MANAMA/DUBAI (Reuters) - Bahrain’s foreign minister said Monday Saudi and UAE forces called in to help quell street unrest would leave only when “any external threat” he associated with Iran was seen to be gone.
Pro-democracy demonstrators in Bahrain have denied any link with the Islamic Republic.
Bahrain’s prime minister described the several weeks of anti-government protests by the Sunni Muslim-ruled country’s disaffected Shi’ite majority as a coup attempt and said those who took part would be held to account.
The mostly Shi’ite protesters in the outpouring of unrest in February and March demanded more freedom, an end to discrimination and a constitutional monarchy in Bahrain, a U.S. ally that hosts Washington’s Fifth Fleet.
Bahraini rulers crushed the protests last month, deploying security forces in the capital and calling in troops from Gulf neighbours Saudi Arabia and the UAE under the aegis of a Gulf defence pact, a move demonstrators saw as an act of war.
Foreign Minister Sheikh Khaled bin Ahmed al-Khalifa hinted that Gulf troops could be there for some time, saying they would remain until what he described as a threat to Gulf Arab countries from nearby Shi’ite power Iran was over.
“There are no Saudi forces, there are GCC (Gulf Cooperation Council) forces and they will leave when they are done with any external threat,” he told Reuters on the sidelines of a conference in the United Arab Emirates.
Asked to elaborate, he said: “The external threat is a regional one. The external threat is a complete misunderstanding between the GCC and Iran. This is a threat.”
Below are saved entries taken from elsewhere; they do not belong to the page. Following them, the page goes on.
PR #715, opened 2023-06-17
Fix issue of an empty screen in inbox

beatgammit:
The issue was caused by the activity checking for a completed request in the PostViewModel. However, since this activity was triggered by the inbox, that request was never made.

The only data it needed was whether the user was a moderator, so I pass that information in with the deep link. In all cases we had enough information in the navigating activity to determine this, with the exception of the inbox, but we don't mark moderators in the inbox (at least lemmy-ui doesn't).

This is a little bit of a hack, but it's a relatively clean hack.

### DIFF
--- a/app/src/main/java/com/jerboa/ui/components/comment/reply/CommentReplyActivity.kt
+++ b/app/src/main/java/com/jerboa/ui/components/comment/reply/CommentReplyActivity.kt
@@ -30,6 +30,7 @@ fun CommentReplyActivity(
     postViewModel: PostViewModel,
     siteViewModel: SiteViewModel,
     navController: NavController,
+    isModerator: Boolean,
 ) {
     Log.d("jerboa", "got to comment reply activity")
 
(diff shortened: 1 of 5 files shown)


beatgammit:
Related to #657

app/src/main/java/com/jerboa/ui/components/comment/reply/CommentReplyActivity.kt
```diff
@@ -70,82 +71,68 @@ fun CommentReplyActivity(
             if (loading) {
                 LoadingBar(padding)
             } else {
-                when (val postRes = postViewModel.postRes) {
-                    is ApiState.Success -> {
-                        val moderators = postRes.data.moderators
+                commentReplyViewModel.replyItem?.let { replyItem ->
```
dessalines, line 74: I understand this fix, but not the other. What does being a moderator have to do with an inbox?

dessalines:
Nevermind, I see why now. Thx!

PR #718, opened 2023-06-17
- add translations to the top bar

perepepepa:
I added the missing code to use the translations for the top bar.


dessalines:
This has been added in a different PR now. But thanks for catching!

PR #720, opened 2023-06-17
Fix URL in pictrsImageThumbnail

APraxx:
Added Ampersand to return value of pictrsImageThumbnail which was missing

seems @beatgammit missed this

as trivial to fix, this is just a courtesy pr


camporter:
Fixes thumbnails here 👍 . formatting is upset with the braces around `$path` though.

dessalines:
I merged this as its a good short term fix, until @beatgammit's PR is ready to go.

PR #724, opened 2023-06-17
Add save post button in List view mode

### LINKED ISSUE #712: Add option to save post from list view

**Describe the feature request below**
Please add an option to save posts from list view.

Edit: Maybe a "swipe to save" would be applicable here so the list view doesn't get cluttered.

This has been requested in https://lemmy.ca/post/702033

noloman:
Closes #712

“I am not pointing fingers here, but what we are seeing from Iran, on Bahrain, on Saudi Arabia, on Kuwait, the occupation of the islands of the Emirates, doesn’t make the situation a positive one. It keeps it a constant threat, and ongoing one.”
The protesters said they had no loyalty to Iran, rejecting accusations by Bahraini officials that they were supported by the Islamic Republic and the Shi’ite militant movement Hezbollah, which denied training demonstrators.
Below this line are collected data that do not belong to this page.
PR #245, opened 2020-11-09
Clarify builder definition

abitrolly:
Single builder cares for one app only, right?
`lifecycle` is a program, which has an implementation.

What is still unclear for me is how "`platforms` use" environment. For me `platform` is always an abstract term. Just a comment.

### DIFF
--- a/content/docs/concepts/components/builder.md
+++ b/content/docs/concepts/components/builder.md
@@ -1,7 +1,7 @@
 +++
 title="Builder"
 weight=1
-summary="A builder is an image that bundles all the bits and information on how to build your apps, such as buildpacks, an implementation of the lifecycle, and a build-time environment that platforms may use when executing the lifecycle."
+summary="A builder is an image that bundles all the bits and information on how to build your app. It contains buildpacks, an implementation of the lifecycle program, and a build-time environment that platforms may use when executing the lifecycle."
 aliases=[
     "/docs/using-pack/working-with-builders/"
 ]


dfreilich:
@abitrolly Thanks for the PR and feedback! To your last point – does our [platform](https://buildpacks.io/docs/concepts/components/platform/) documentation clarify that at all? If not, I'd love to brainstorm on how to make it a bit more of a tangible concept.

abitrolly:
@dfreilich well, I tried to edit more docs to clarify, but DCO is painful for editing from GitHub https://github.com/probot/probot/issues/1403

I would link `platform` to the documentation you've mentioned. If such links work for the `summary`.

In particular it is surprising to read that `pack` is a platform. I would say that `pack` is a tool that creates and maintains "build environment" for running builders. If that is correct..

dfreilich:
Unfortunately, looks like links can't be part of a summary as it is. If you'd like, you can pull the summary into the main text of the file, and add a link to it within it, like so:

```
A builder is an image that bundles all the bits and information on how to build your app. It contains buildpacks, an
implementation of the lifecycle program, and a build-time environment that [platforms][platforms] may use when executing
the lifecycle.
<!--more-->
...
[platforms]: /docs/concepts/components/platform
```

Re: pack as a platform:
`pack` is a platform, insofar as it facilitates transformations to the application by applying the builder/lifecycle to it. It isn't the most intuitive use of `platform`, but the other platforms (such as `tekton`, `circleCI` or `kpack`) are definitely more intuitive. Does that make sense?

abitrolly:
I don't like that `platform/builder/lifecycle` abstraction at all.

> pack is a platform, insofar as it facilitates transformations to the application by applying the builder/lifecycle to it. 

`pack` is a program that executes `builder` in phases to create a container from an application source

> It isn't the most intuitive use of platform, but the other platforms (such as tekton, circleCI or kpack) are definitely more intuitive.

`tekton`, `cirrcleCI` or `kpack` also provide online services that execute  `builder` for you. I haven't looked into them, so I am not sure how is that correct.

abitrolly:
As for the links in summary, mayhe Hugo has an open issue about that. I am not sure. But referencing content for inclusion from other pages looks reasonable/

jromero:
A platform is an orchestrator of the lifecycle phases along with the source code of the application. By that generic definition, Pack (as well as Tekton, kpack, CircleCI, Heroku, etc) are platforms. 

Does this diagram provide some clarity? 
image

Here are a few more examples of existing platforms:
image

content/docs/concepts/components/builder.md
```diff
@@ -1,7 +1,7 @@
 +++
 title="Builder"
 weight=1
-summary="A builder is an image that bundles all the bits and information on how to build your apps, such as buildpacks, an implementation of the lifecycle, and a build-time environment that platforms may use when executing the lifecycle."
+summary="A builder is an image that bundles all the bits and information on how to build your app. It contains buildpacks, an implementation of the lifecycle program, and a build-time environment that platforms may use when executing the lifecycle."
```
jromero, line 4: A builder can most certainly build multiple applications. Not at once of course but the same builder can be used to build java apps, node apps, ruby apps, etc. For example, you can see all the language supports on the [Google builder](https://github.com/GoogleCloudPlatform/buildpacks/blob/main/builders/gcp/base/builder.toml#L103
).
 
```suggestion
summary="A builder is an image that bundles all the bits and information on how to build your apps. It contains buildpacks, an implementation of the lifecycle program, and a build-time environment that platforms may use when executing the lifecycle."
```

abitrolly: How about adding it with the separate sentence "The same builder can build apps in different languages. When analysing code, it automatically selects appropriate buildpack for the target language." ?

abitrolly:
If I me from a few months ago asked my about the builder now, the dialog would be like this.

> So, what is a builder?
A builder is an image.

> You mean Docker image.
Yep.

> So what does it do?
It builds apps.

> So it builds app in container, so you can get your binaries without installing all those SDKs and such.
Not really. It builds another image, so you can immediately run your binaries with all dependencies and stuff.

> But that's what Dockerfile is for.
You need to write Dockerfile for every app, and builder just bullds. Automatically.

> Even I don't know how to build our app, and you say it can figure it out. :D
Well, you need to follow some best practices of course.

> And if I don't?
Then you need to create your own buildpack and tell builder to use it.

> What's this buildpack?
Another image.

> Do you mean I need my custom builder image?
No. You need custom buildpack image.

> I don't get it. What is buildpack?
Builder knows nothing about your project.

> Now we're talking.. So..
It uses buildpacks to build your files.

> And why I can not just run that buildpack directly?
You can.

> So.. Why I need this builder?
It selects the buildpack for you.

> You said it knows nothing about me project.
That's why it runs buildpacks one after another, and they tell if they can build the project.

> Sound slow. Where does this builder get those build-packs?
The builder image contains those buildpacks.

> Whaaat? You said the builder is an image.
Yep.

> The image that contains another image?
That's correct.

> You run container that runs another container inside itself? No way.
Looks like how it is.

> That's should be horribly slow and that builder image must be huge.
I wish I could tell you exact size, but I don't know.

> I still don't get how a container can access another image inside itself to run another container.
Me too.

> Okay. So I need to build a custom buildpack, then my own builder.. Why I won't just use Dockerfile?
Use Dockerfile.

> Your builder is useless.
Yep. But it make sense if you have multiple similar apps, or want to use a single way to build them all.

> Nah. I need some better reasons.
I guess so. :D

content/docs/concepts/components/builder.md
jromero: I'm wary about using singular _app_ because I would hate for the initial perception to be that there's a one-to-one relationship between app and builder. What are your concerns with a plural?

In regards to the additional blurb about languages I would say:

1. I think it would be great to add this information but I wouldn't put it in the summary. I would add another paragraph talking about the one-to-many potentiality.
2. The idea of a single builder supporting multiple languages is just an example and when added it should be noted as such. Another example could be that you can simple have a javascript builder (if you are a strict javascript shop) that understands various development stacks (ie. node with yarn vs node with npm, etc).


Maybe something like (a _very rough_ draft):

> Builders are typically not created specifically for one application. Instead, they are composed of multiple buildpacks that when the code is analyzed the proper buildpacks are operate against it.
>
> For example, the same builder can build apps in different languages. When analysing code, it would automatically select the appropriate buildpacks for the target language.
>

jromero:
I ❤️  this honest hypothetical dialog. I can see where you are coming from. I'm sure there's still a lot more to discuss here. Are you in our [slack](https://slack.buildpacks.io)? It would be great if we could get some more direct dialog going.

content/docs/concepts/components/builder.md
abitrolly: My concerns with plural as a DevOps is that the relationship between a builder and produced artifact is one-to-one. If I need to get multiple artifacts (back, front and worker), I need to run the builder multiple times with multiple targets. Compare this to Kubernetes - I run it once and it executes multiple artifacts. That's how one-to-many relationship works for me.

abitrolly: > Another example could be that you can simple have a javascript builder (if you are a strict javascript shop) that understands various development stacks (ie. node with yarn vs node with npm, etc).

I thought that builder can't understand anything. It is the role of buildpack to analyse the project and tell if the buildpack can build it, no?

> Builders are typically not created specifically for one application. Instead, they are composed of multiple buildpacks that when the code is analyzed the proper buildpacks are operate against it.

This leaves too many open questions. Why builders are composed of buildpacks? Who and when analyses the code? If buildpacks operate against code on their own, why builder is needed at all?

abitrolly:
@jromero Slack multiplies chat fatigue by password fatigue. ) I used it when I had a job, and it ate a lot of memory, so no slacking anymore. )

sampeinado:
Hey @abitrolly! I am working on getting some [feedback from users](https://github.com/sampeinado/rfcs/blob/main/text/0000-CNB-user-research-2021.md) about the buildpacks UX and what's important. Would you be up for a 60-90 min interview this week or next so that I can learn more from your experience? We would compensate $250 for your time!

abitrolly:
Hi @sampeinado. No problem, I am usually available 11:00-13:00 and 16:00-22:00 UTC+3 each day. You can use anatoli@rainforce.org to schedule a meeting.

jkutner:
Superseded by #309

Iran complained to the United Nations about the deployment of GCC forces in Bahrain and said it could not remain indifferent to the crackdown on protests.
“Bahrain has witnessed a coup attempt,” Prime Minister Sheikh Khalifa bin Salman al-Khalifa said in remarks carried by pro-government media Monday. “No violators would get away with it. All co-conspirators and abettors must be held accountable.”
The unrest has stirred tension in the world’s leading oil-exporting region as Sunni Gulf states including Saudi Arabia and Iran have traded accusations of meddling in Bahrain affairs.
The government has arrested hundreds of people who took part in the protests and state-owned firms have fired Shi’ite workers who were absent from work during a strike called for by unions.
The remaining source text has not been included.